DAOs, responded to this publication by removing all public access to data that could lead to the identification of the research participants. These data are now made available to users that either have been granted access only to the summary data or have access to the individual genotypes, and hence, would be able to produce the same results. The EGA is able to provide summary data from studies archived in our system for other EBI resources or to other ESFRI projects should the policy change in the future.

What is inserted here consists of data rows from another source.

PR #549, opened 2023-12-29
Add IMPLOT_API to constructors and functions of ImPlotPoint, ImPlotRange, and ImPlotRect (fixes #545)

### LINKED ISSUE #545: Constructors and Function of structs don't have the IMPLOT_API macro
I've been using the https://github.com/aybe/DearImGui project to generate C# bindings for imgui and implot, and I ran into an issue (https://github.com/aybe/DearImGui/issues/24) where calling the constructor for ImPlotPoint would cause an EntryPointNotFoundException.

After digging into it some, the root issue is simply that none of the constructors for ImPlotPoint wind up in the dll's exports when using the IMPLOT_API macro when that expands to "__declspec(dllexport)". In fact, none of those constructors - and for that matter, none of the constructors or member functions of any other struct in implot - have the IMPLOT_API macro in front of them in the source.

Was this an intentional choice in implot?

I checked with imgui's source and the structs there (e.g. ImGuiStyle) do have IMGUI_API declared for constructors and member functions.

Cidolfas:
This is to allow an exported DLL to access these functions, e.g. so they can be called in C#

### DIFF
--- a/implot.h
+++ b/implot.h
@@ -467,11 +467,11 @@ enum ImPlotBin_ {
 IM_MSVC_RUNTIME_CHECKS_OFF
 struct ImPlotPoint {
     double x, y;
-    constexpr ImPlotPoint()                     : x(0.0), y(0.0) { }
-    constexpr ImPlotPoint(double _x, double _y) : x(_x), y(_y) { }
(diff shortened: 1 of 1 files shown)


brenocq:
Thanks for the contribution @Cidolfas! I've also added the `IMPLOT_API` to the locator functions.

Summary The EGA service has been used successfully since April 2008 and currently manages genetic and phenotypic information for approximately 80 000 samples listed in more than 40 different studies and serve 1700 authorized data users worldwide. These data include samples that are stored in European BioBanks such as the UK DNA Banking Network. The EGA provides appropriate security and has built a robust and scalable infrastructure that is responsive to changes in the science and regulatory environment. Taken as a whole, it is clear that the operation of the EGA as a service is technically feasible and that that EGA can be used as a critical tool for ELIXIR and European ESFRI projects.